Some people are inclined to believe that the next recession is right around the corner, while others believe that perhaps we are witnessing the start of it right now. Several polls taken recently show that both economists and fund managers believe that a recession is highly likely in 2020.
I know that it is difficult to predict when a bear market will start. All I know is that when it does hit, it can have devastating effects.
Regardless of where your opinion on the matter stands, as an investor, you know you need to take the right steps to protect your portfolio from its impact. A recession can wipe out years’ worth of savings in one painful stroke.
People in the workforce in such a difficult job market might not be able to recover. Retirees might face the dilemma of having to return to work or experience a drastically changed lifestyle.
A recession does not wait for anybody to get prepared. It is high time you take a look at your current holdings and consider their respective historical performances. How did the companies perform during the previous recessions? The chances are that the recession may have severely impacted the stocks you are currently holding.
Many investors think that selling before a market downturn can save them, but that is much easier in theory than in practice. I would suggest you reassess your portfolio and add something to it to prepare yourself today.
Strong and steady stocks
In times of economic uncertainty and recession, people cut down on their costs to accommodate only the essentials. You will not find a lot of people looking for luxury clothing or buying the latest phones. People will not care much about the top-performing weed stocks or the ones that will tank. They want to make sure they can secure their financial situation to weather the storm.
Ideally, you need to invest in shares of a company that can hold itself steady through a recession, and that it can provide you with a decent income, despite the recession. A healthy dividend-paying stock like Canadian Utilities (TSX:CU) might be your best bet for tough times. Let us take a look at why.
A history of returns
If you invested $5,000 in Canadian Utilities a decade ago, you might have stood on $28,000 for that money today, assuming that you reinvested the dividends you received during that time. That is a remarkable return of over 450% over a decade. Not many stocks can come even close to providing such returns on the TSX, let alone utility companies.
Another reminder of the company’s reliability is its dividend-growth streak of 47 years, including the recent 2009 crash and the 2001 dotcom bubble burst. Canadian Utilities is the only dividend super-aristocrat trading on the Toronto Stock Exchange.
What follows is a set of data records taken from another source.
PR #11248, opened 2026-06-24
Add a global credential helper for remotesapi

### LINKED ISSUE #11244: Support refreshable custom gRPC metadata for remotes
We run a Dolt `remotesapi` endpoint behind an identity-aware proxy. Both layers require authentication:

- The proxy expects a short-lived bearer token in `Proxy-Authorization`.
- Dolt expects its normal credentials in `Authorization`.

Native gRPC over HTTPS works here. The problem is that the Dolt client has no supported way to attach the second header while preserving its own authentication.

Our current workaround is a local HTTP/2 proxy that obtains and refreshes the identity token, injects `Proxy-Authorization`, and forwards the gRPC stream unchanged. It works, but adds another process and more operational complexity.

Would the maintainers be open to a credential-helper mechanism for additional gRPC metadata? For example, Dolt could invoke a configured command that returns headers and an expiration time, then refresh them when necessary. Dolt would continue managing its own `Authorization` header.

Important properties would be:

- Scoped to a specific remote
- Works for unary and streaming RPCs
- Supports expiring credentials
- Does not persist or log returned values
- Cannot accidentally override Dolt's own authentication

A static `--header` option would help some cases, but would not be sufficient for short-lived tokens.

I'm happy to draft a PR once we agree on the configuration and credential-provider shape. Is `PerRPCCredentials` the right extension point, or is there an existing mechanism I've missed?

I don't want to just throw up some AI slop without checking first :)

iamthebot:
## Why

Some `remotesapi` deployments sit behind an identity-aware proxy or gateway which needs its own short-lived credential. In that setup there are two separate auth layers:

- the gateway expects something like `Proxy-Authorization: Bearer ...`
- Dolt still expects its normal `Authorization` metadata

The gRPC transport itself already works. The missing piece is a supported way to add the gateway header without replacing Dolt's own credentials.

Our current workaround is a local HTTP/2 proxy which obtains the gateway token, forwards the full gRPC stream, and injects the additional header. It works, but it is a lot of transport machinery for what is ultimately a credential lookup.

This PR adds a global credential helper for `remotesapi` interactions so Dolt can make that request directly.

## How it works

The helper is configured globally:

```bash
dolt config --global --add remotesapi.credential_helper /path/to/helper
```

Dolt uses the Bazel credential helper protocol. It invokes `<helper> get` and sends only the canonical origin on stdin:

```json
{"uri":"https://example.com:443"}
```

The helper returns additive headers and an optional expiration:

```json
{
  "headers": {
    "Proxy-Authorization": ["Bearer TOKEN"]
  },
  "expires": "2026-06-24T20:00:00Z"
}
```

Those headers are added to unary and streaming gRPC calls while Dolt's existing per-RPC credentials remain in place. They are also added to HTTP requests which match the same origin. They are deliberately not forwarded to signed object-store URLs returned by the remote.

Responses are cached until shortly before expiration. A response without an expiration is used once.

## Why global

The executable is read directly from global config, not from the repository config or per-remote parameters. This keeps repository contents and `dolt_remote("add", ...)` from selecting a local binary to execute.

The helper still sees the destination origin and is responsible for returning credentials only for destinations it trusts. This allows one global helper to multiplex safely, for example by using a strict host allowlist or minting audience-bound credentials.

Helper headers are additive. Dolt rejects attempts to replace its `Authorization` header or set transport-controlled headers.

## Validation

- A real gRPC request carries both Dolt's Basic `Authorization` and the helper's `Proxy-Authorization`
- Unary and streaming RPCs are covered
- Expiration, refresh, expired credentials, header validation, and concurrent access are covered
- Same-origin HTTP requests receive helper headers
- Signed URLs on another origin do not receive helper headers
- Repository-local helper configuration is ignored
- The Bazel-compatible subprocess request and response are exercised with an executable test helper
- `go test -race ./libraries/doltcore/credentialhelper`
- `go test ./libraries/doltcore/env`
- `go test ./cmd/dolt/commands -run '^TestConfig'`
- `go test ./libraries/doltcore/dbfactory ./libraries/utils/config`
- `go vet ./libraries/doltcore/credentialhelper`
- `go run ./utils/copyrightshdrs`
- `./utils/repofmt/check_fmt.sh`
- Full `dolt` CLI build

I also ran the full `cmd/dolt/commands` package. Its only failure locally was the signed-commit test because `gpg` is not installed.

Closes #11244.

## AI disclosure

I used OpenAI Codex extensively (using an undisclosed model) to investigate the existing credential path, implement the change, and write tests and documentation. I reviewed the resulting design and code, ran the validation above, and take responsibility for the contribution.

### DIFF
--- a/go/cmd/dolt/commands/config.go
+++ b/go/cmd/dolt/commands/config.go
@@ -67,7 +67,19 @@ Valid configuration variables:
 
 	- remotes.default_port - sets default port for authenticating with doltremoteapi.
 
+	- remotesapi.credential_helper - sets a global credential helper for remotesapi requests. This option is ignored in repository local config.
+
 	- push.autoSetupRemote - if set to "true" assume --set-upstream on default push when no upstream tracking exists for the current branch.
+
+Credential helpers use the Bazel credential helper protocol. Dolt invokes the configured executable with the {{.EmphasisLeft}}get{{.EmphasisRight}} argument and sends the canonical remotesapi origin on stdin:
+
+	{"uri":"https://example.com:443"}
+
+The helper returns additive HTTP headers and, optionally, an RFC 3339 expiration time:
+
+	{"headers":{"Proxy-Authorization":["Bearer TOKEN"]},"expires":"2026-06-24T20:00:00Z"}
+
+Dolt caches headers until shortly before their expiration. Responses without an expiration are used once. The helper is responsible for returning credentials only for origins it trusts. It cannot replace Dolt's own Authorization header or transport-controlled headers.
 `,
 
 	Synopsis: []string{
--- a/go/libraries/doltcore/credentialhelper/credential_helper.go
+++ b/go/libraries/doltcore/credentialhelper/credential_helper.go
@@ -1,0 +1,353 @@
+// Copyright 2026 Dolthub, Inc.
+//
+// Licensed under the Apache License, Version 2.0 (the "License");
+// you may not use this file except in compliance with the License.
+// You may obtain a copy of the License at
+//
+//     http://www.apache.org/licenses/LICENSE-2.0
+//
+// Unless required by applicable law or agreed to in writing, software
+// distributed under the License is distributed on an "AS IS" BASIS,
+// WITHOUT WARRANTIES OR CONDITIONS OF ANY KIND, either express or implied.
+// See the License for the specific language governing permissions and
+// limitations under the License.
+
+package credentialhelper
+
+import (
+	"bytes"
+	"context"
+	"encoding/json"
+	"fmt"
+	"io"
+	"net"
+	"net/http"
+	"net/url"
+	"os/exec"
+	"strings"
+	"sync"
+	"time"
+
+	"golang.org/x/net/http/httpguts"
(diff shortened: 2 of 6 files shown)


timsehn:
Some of these are async. They look failed until a remote job finishes.

Some of them look like GitHub flakes with the install process. @reltuk is working another customer sissue but he'll probably get to this today.

timsehn:
Actually, if I remember correctly, the async jobs can't publish to outside contributor PRs. A quick inspection seems to say this passed our test suite.

reltuk (approved):
LGTM!

reltuk:
@iamthebot This PR looked great. Thanks for the due diligence and the contribution. I've merged it to main and it will be available in the next Dolt release. We will probably make further passes on some integration tests and stuff, but this is a great start.

bpf120:
@iamthebot, thank you for alerting us to this issue and getting it closed. :)  We'd love to learn more about your Dolt use case sometime. Feel free to [email me](mailto:brianf@dolthub.com) or swing by our [Discord](https://discord.gg/gqr7K4VNKe) if you are able to share.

While companies were buckling under the pressures of the economic downturn, Canadian Utilities kept on increasing dividends for its shareholders.
Foolish takeaway
Canadian Utilities shares are trading for $37.94 each, 21% higher than it started the year. The utility firm offers a healthy 4.46% dividend yield. The dividend-growth streak spanning almost half a century makes Canadian Utilities even more attractive.
If you are looking for a stock to recession-proof your portfolio, Canadian Utilities should be a no-brainer.